Wednesday, May 19, 2010

In praise of Goldman Sachs: Goldman Sachs Hands Clients Losses in 'Top Trades'

There was a great article on Bloomberg entitled "Goldman Sachs Hands Clients Losses in 'Top Trades'" about how the trading ideas that Goldman Sachs gives to clients are so crappy while they themselves make billions on trading. The article starts out:

Goldman Sachs Group Inc. racked up trading profits for itself every day last quarter. Clients who followed the firm's investment advice fared far worse.

...

Seven of the investment bank's nine "recommended top trades for 2010" have been money losers for investors who adopted the New York-based firm's advice, according to data compiled by Bloomberg from a Goldman Sachs research note sent yesterday. Clients who used the tips lost 14 percent buying the Polish zloty versus the Japanese yen, 9.4 percent buying Chinese stocks in Hong Kong and 9.8 percent trading the British pound against the New Zealand dollar.

In an interesting twist, the article then goes on to downplay the role of so-called prop trading (proprietary trading using house money):

Goldman Sachs's trading profits come from capturing bid- offer spreads when its traders act as intermediaries for clients, Gary Cohn, the firm's president and chief operating officer, said last week in New York. Proprietary trading isn't a main driver of earnings, he said.

...

Cohn told investors at a May 11 conference in New York that the firm lost money on only 11 days in the last 12 months.
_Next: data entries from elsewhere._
PR #72, opened 2017-02-22
Fix error logging after changing error response classes

bdunne:
Log the error from the middleware to avoid rerescuing AnsibleTowerClient errors in Api class.

This will log:
```
[----] D, [2017-02-22T17:47:41.987732 #17232:c27108] DEBUG -- : AnsibleTowerClient::Middleware::RaiseTowerError Response:
#<struct Faraday::Env
 method=:post,
 body=
  "{\"inventory\":[\"Job Template 'inventory' is missing or undefined.\"]}",
 url=#<URI::HTTPS https://10.x.x.x/api/v1/job_templates/7/launch/>,
 request=
  #<struct Faraday::RequestOptions
   params_encoder=nil,
   proxy=nil,
   bind=nil,
   timeout=nil,
   open_timeout=nil,
   boundary=nil,
   oauth=nil>,
 request_headers=
  {"Authorization"=>"Basic YWRtaW46cGFzc3dvcmQxMjM=",
   "User-Agent"=>"Faraday v0.9.2",
   "Content-Type"=>"application/json"},
 ssl=
  #<struct Faraday::SSLOptions
   verify=false,
   ca_file=nil,
   ca_path=nil,
   verify_mode=nil,
   cert_store=nil,
   client_cert=nil,
   client_key=nil,
   certificate=nil,
   private_key=nil,
   verify_depth=nil,
   version=nil>,
 parallel_manager=nil,
 params=nil,
 response=
  #<Faraday::Response:0x0000000ff38928
   @env=#<struct Faraday::Env:...>,
   @on_complete_callbacks=[]>,
 response_headers=
  {"date"=>"Wed, 22 Feb 2017 22:47:39 GMT",
   "server"=>
    "Apache/2.4.6 (Red Hat Enterprise Linux) OpenSSL/1.0.1e-fips mod_wsgi/3.4 Python/2.7.5",
   "vary"=>"Accept,Cookie",
   "allow"=>"GET, POST, HEAD, OPTIONS",
   "x-api-time"=>"0.115s",
   "content-length"=>"67",
   "connection"=>"close",
   "content-type"=>"application/json"},
 status=400>
[----] E, [2017-02-22T17:47:41.988213 #17232:c27108] ERROR -- : AnsibleTowerClient::Middleware::RaiseTowerError Response Body:
{"inventory"=>["Job Template 'inventory' is missing or undefined."]}
```

PR #102, opened 2018-04-12
Add project last update stdout

Glutexo:
Add method to `Project` model that fetches stdout capture of its last update job. It uses `'related'` property of the Project. Returns `nil` if there is no update job for the Project.

Fetching and presenting this information is a workaround for cloning repositories from HTTPS servers with untrusted SSL certificates. Tower API does not offer an option to disable SSL check, so with the stdout user can at least see, why the cloning actually failed.

Alongside fix some subtle bugs in the `Api` class:

* Non-JSON responses were not logged correctly. This bug was hidden because with the default log level `debug` logs are skipped.
* `Faraday` was not available in the `Api` class, resulting it raising `LoadError` while catching `Faraday::*` exception.

https://bugzilla.redhat.com/show_bug.cgi?id=1513616

Required for [#72 in `manageiq-providers-ansible_tower`](https://github.com/ManageIQ/manageiq-providers-ansible_tower/pull/72).

### DIFF
--- a/CHANGELOG.md
+++ b/CHANGELOG.md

He said that uncanny streak of success refutes suspicions that the bank depends on proprietary bets with its own money.

"It is implausible that a proprietary-driven business model could be right 96 percent of the time," Cohn said. Instead, he said the "simple answer" is that the firm makes money by capturing bid-offer spreads when acting as an intermediary for client trades.

My hunch is that there is a little bit more to it that that.
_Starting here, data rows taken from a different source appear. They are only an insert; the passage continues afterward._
PR #107, opened 2018-06-11
Support both API v1 and v2 at the same time

miha-plesko:
With this commit we allow user to quickly switch between v1 and v2 per API call:

```ruby
client = AnsibleTowerClient::Connection.new(
  :base_url   => 'http://localhost:54321',
  :username   => 'admin',
  :password   => 'password'
)

# Credentials from API v1
client.api(:version => 1).credentials.all.each do |c|
  pp c
end

# Credentials from API v2
client.api(:version => 2).credentials.all.each do |c|
  pp c
end
```

This way migrating ManageIQ to use v2 will be easier because we can migrate API call by API call.

Related issue: https://github.com/ManageIQ/manageiq-providers-ansible_tower/issues/96

### DIFF
--- a/lib/ansible_tower_client/connection.rb
+++ b/lib/ansible_tower_client/connection.rb
@@ -1,29 +1,67 @@
 module AnsibleTowerClient
   class Connection
-    attr_reader :connection
+    attr_reader :options
 
-    def initialize(options = nil)
+    # Options:
+    # - base_url: you have two options here:
+    #   a) pass in only scheme and hostname e.g. 'https://localhost:54321' to allow client to connect to both api v1
+    #      and v2 versions like this: `client.api(:version => 1)` and `client.api(:version => 2)`. This requires ansible
+    #      tower API being accessible directly at `https://localhost:54321/api/v1` and `https://localhost:54321/api/v2`.
+    #   b) pass in a complete api address e.g. 'https://localhost:54321/tower'. Client will then connect to the path
+    #      directly and it's your responsibility to know what version of API is there.
+    # - username
+    # - password
+    # - verify_ssl
+    def initialize(options = {})
       raise "Credentials are required" unless options[:username] && options[:password]
       raise ":base_url is required" unless options[:base_url]
-      verify_ssl = options[:verify_ssl] || OpenSSL::SSL::VERIFY_PEER
-      verify_ssl = verify_ssl == OpenSSL::SSL::VERIFY_NONE ? false : true
 
       require 'faraday'
       require 'faraday_middleware'
       require 'ansible_tower_client/middleware/raise_tower_error'
       Faraday::Response.register_middleware :raise_tower_error => -> { Middleware::RaiseTowerError }
-      @connection = Faraday.new(options[:base_url], :ssl => {:verify => verify_ssl}) do |f|
+
+      @options = {
+        :url        => options[:base_url],
+        :verify_ssl => (options[:verify_ssl] || OpenSSL::SSL::VERIFY_PEER) != OpenSSL::SSL::VERIFY_NONE,
+        :username   => options[:username],
+        :password   => options[:password]
+      }
+
+      reset
+    end
+
+    def connection(url:, username:, password:, verify_ssl: false)
+      Faraday.new(url, :ssl => {:verify => verify_ssl}) do |f|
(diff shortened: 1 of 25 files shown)


miha-plesko:
@jameswnl this PR is a result of our conversation on the linked issue. As far as I've tested, everything works as intended if we stick with API v1 for other calls and only use v2 to fetch credentials. The only difference then is that also credentials that are using custom credential types are also visible/usable.

I kindly ask for review.

miha-plesko:
Anyone? :)

bdunne:
I don't like the two different `api` and `api2` methods.  If anything, I think it would be nicer to have `client.api` default to the latest available version and optionally allow `client.api(:version => "v1")` to support using a specific version.

miha-plesko:
Thanks for the comment @bdunne . Since we're supporting only the first v2 response for now (˙client.api.credentials`), I think we'd better default to API v1 and optionally allow v2. Will come up with  code tomorrow.

bdunne:
I'd prefer to default to the latest in the gem and override it where it's used in ManageIQ

miha-plesko:
Done as you suggest @bdunne . Kindly ask for another pass of review.

lib/ansible_tower_client/api2.rb
```diff
@@ -0,0 +1,7 @@
+module AnsibleTowerClient
+  class Api2 < Api
+    def credential_class
+      @credential_class ||= AnsibleTowerClient::CredentialV2
```
bdunne: Any reason we can't switch this like the other types?
https://github.com/ansible/ansible_tower_client_ruby/blob/master/lib/ansible_tower_client/api.rb#L182

lib/ansible_tower_client/connection.rb
```diff
@@ -1,29 +1,51 @@
...
+
+      @options = {
+        :uri        => URI(options[:base_url]),
+        :verify_ssl => (options[:verify_ssl] || OpenSSL::SSL::VERIFY_PEER) != OpenSSL::SSL::VERIFY_NONE,
+        :username   => options[:username],
+        :password   => options[:password]
+      }
+    end
+
+    def connection(uri:, username:, password:, api_version: 1, verify_ssl: false)
```
bdunne: I don't think api_version should have a default here, should it?

lib/ansible_tower_client/connection.rb
```diff
@@ -1,29 +1,51 @@
...
         f.adapter(Faraday.default_adapter)
-        f.basic_auth(options[:username], options[:password])
+        f.basic_auth(username, password)
       end
     end
 
-    def api
-      @api ||= Api.new(connection)
+    def api(version: 2)
+      klass = version == 1 ? Api : Api2
```
bdunne: We shouldn't need to do this

Fryguy:
@bdunne @syncrou @miha-plesko  This PR seems to have remove the connection caching altogether...was that intentional and if so, why?

Before `@connection` memoizing variable: https://github.com/ansible/ansible_tower_client_ruby/pull/107/files#diff-68ecb5d8417901430d83bc5f650e766eL15
After no memoization: https://github.com/ansible/ansible_tower_client_ruby/pull/107/files#diff-68ecb5d8417901430d83bc5f650e766eR35

miha-plesko:
@Fryguy connection caching is still there, only it was moved a bit to allow for switching between v1 and v2: https://github.com/ansible/ansible_tower_client_ruby/pull/107/files#diff-68ecb5d8417901430d83bc5f650e766eR46

Before:

```ruby
conn = AnsibleTowerClient::Connection.new(...) # "global" memoization via @connection
conn.api.credentials
conn.api.inventories
...
```

After:

```ruby
conn = AnsibleTowerClient::Connection.new(...)
conn.api(:version => 1).credentials # memoization via @api[1] for AWX API v1
conn.api(:version => 1).inventories

conn.api(:version => 2).credentials # memoization via @api[2] for AWX API v2
conn.api(:version => 2).inventories
...
```

Reason to implement memoization per api version instead globally is that URL is different for v1 and v2, hence we need to memoize the two separately:

```
http://localhost:54321/api/v1 # url for API v1
http://localhost:54321/api/v2 # url for API v2 (on the same Ansible Tower instance)
```

Please let me know if my explanation makes any sense!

The article also tells us that:

Goldman Sachs executives have grappled before with questions about whether they're better at making money for the firm than for their clients, according to an internal e-mail dated Sept. 26, 2007, that was released by a U.S. Senate subcommittee last month.

U.S. Lawsuit

The e-mail to Chief Executive Officer Lloyd Blankfein from Peter Kraus, who was then co-head of the company's investment- management division, explains that individual investors, unlike institutional clients, occasionally make "comments like ur good at making money for urself but not us."

What the article does not say is how much of Goldman's trading activity is proprietary. I am willing to believe that they do in fact make a lot of bad proprietary trades (maybe even following the advice they give their customers). It may net out to not being a big addition to profits, but the issue for the financial crisis is whether a lot of that proprietary activity adds to market volatility and sharp declines in values of financial assets.
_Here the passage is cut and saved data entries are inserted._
PR #112, opened 2018-07-09
handling workflow_job_node not started yet

jameswnl:
When a workflow is launched, some of the the `workflow_job_nodes` won't have their job started and accessing the `job` will fail. This will fix that and return `nil`

### DIFF
--- a/lib/ansible_tower_client/base_models/workflow_job_node.rb
+++ b/lib/ansible_tower_client/base_models/workflow_job_node.rb
@@ -5,7 +5,7 @@ module AnsibleTowerClient
     end
 
     def job
-      super.nil? ? nil : api.jobs.find(job_id)
+      !respond_to?(:job_id) || job_id.nil? ? nil : api.jobs.find(job_id)
     end
   end
 end
--- a/lib/ansible_tower_client/base_models/workflow_job_node.rb
+++ b/lib/ansible_tower_client/base_models/workflow_job_node.rb
@@ -5,7 +5,7 @@ module AnsibleTowerClient
     end
 
     def job
-      job_id.nil? ? nil : api.jobs.find(job_id)
+      super.nil? ? nil : api.jobs.find(job_id)
     end
   end
 end
--- a/lib/ansible_tower_client/base_models/workflow_job_node.rb
+++ b/lib/ansible_tower_client/base_models/workflow_job_node.rb
@@ -5,7 +5,7 @@ module AnsibleTowerClient
     end
 
     def job
-      !respond_to?(:job_id) || job_id.nil? ? nil : api.jobs.find(job_id)
+      api.jobs.find(job_id) if respond_to?(:job_id) && job_id
     end
   end
 end
--- a/spec/support/mock_api/workflow_job_node.rb
+++ b/spec/support/mock_api/workflow_job_node.rb
@@ -6,6 +6,46 @@ module AnsibleTowerClient
           {
             "id": 1,
             "type": "workflow_job_node",
+            "url": "/api/v1/workflow_job_nodes/2/",
+            "related": {
+              "unified_job_template": "/api/v1/job_templates/216/",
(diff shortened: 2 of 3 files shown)


lib/ansible_tower_client/base_models/workflow_job_node.rb
```diff
@@ -5,7 +5,7 @@ def workflow_job
     end
 
     def job
-      job_id.nil? ? nil : api.jobs.find(job_id)
+      super.nil? ? nil : api.jobs.find(job_id)
```
syncrou: @jameswnl - Any way to get some specs around this change?

bdunne: This is a generic problem with the way that the BaseModel works, right?

jameswnl: right. `job_id` doesn't exist if `job/super` is not there.

gmcculloug:
@jameswnl Do you need help moving this forward?  This PR technically blocks merging https://github.com/ManageIQ/manageiq-providers-ansible_tower/pull/103 because it can raise an error if the job does not exist when it is called here https://github.com/ManageIQ/manageiq-providers-ansible_tower/pull/103/files#diff-5d6544405f28c534f089db8ee5001058R81

cc @d-m-u

lib/ansible_tower_client/base_models/workflow_job_node.rb
jameswnl: @gmcculloug @syncrou any help on how to spec on this would be greatly appreciated

syncrou: @jameswnl - I was able to write a test supporting the `super.nil?` case:
```
  it "#job returns a nil when the job_id is nil" do
    obj = api.workflow_job_nodes.all.first
    allow_any_instance_of(AnsibleTowerClient::BaseModel).to receive(:job).and_return(nil)
    obj.job_id = 1
    expect(obj.job).to be_nil
  end
```
Though, still forced to include `allow_any_instance_of` which is problematic.

I'm inclined to approve this as is, with my work on writing the tests I'm confident it will work as expected.

bdunne:
I think https://github.com/ansible/ansible_tower_client_ruby/commit/21c22ef3e62c663210a12633cd67d75fc3ed859a is a much cleaner approach.  @syncrou thoughts?

syncrou:
@bdunne - I do like the removal of the negative case on `respond_to?(:job_id)` Can you put a PR together with the changes?

jameswnl:
@bdunne I'll just steal your [line of code](https://github.com/ansible/ansible_tower_client_ruby/commit/21c22ef3e62c663210a12633cd67d75fc3ed859a) 😄

bdunne:
Ok, @jameswnl @syncrou I pushed that commit to this branch.

lib/ansible_tower_client/base_models/workflow_job_node.rb
```diff
@@ -5,7 +5,7 @@ def workflow_job
     end
 
     def job
-      job_id.nil? ? nil : api.jobs.find(job_id)
+      api.jobs.find(job_id) if respond_to?(:job_id) && job_id
```
jameswnl: contributed by @bdunne [here](https://github.com/ansible/ansible_tower_client_ruby/commit/21c22ef3e62c663210a12633cd67d75fc3ed859a#diff-bc25d095695ec0bc4c9c49a9e4ef0134)

syncrou: I think we might just want @bdunne's raw commit - the mock object isn't needed and rubocop will clear up as well.

bdunne:
I opened https://github.com/ansible/ansible_tower_client_ruby/pull/116 instead

syncrou:
@jameswnl - Can we please close in favor of #116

The article also does not say how many of their prop trades that do add to net profits are taken opposite their advice to clients.

Personally, I think that short-term trading is a corrosive force in our society and adds little in the way of productive value, so anything that Goldman does to "stick it" to traders is actually a good thing. The problem is that Goldman is encouraging trading since they do make so much money just from taking a "cut" from every transaction.

We should have regulations that forbid market makers from offering advice and having an active sales force that is effectively doing the same. In other words, separate true investment banking (which can be a positive force in society if not corroded by trading and the motive to profit from trading) from both market making and prop trading. Do that and there won't be any problem combining commercial banking and investment banking.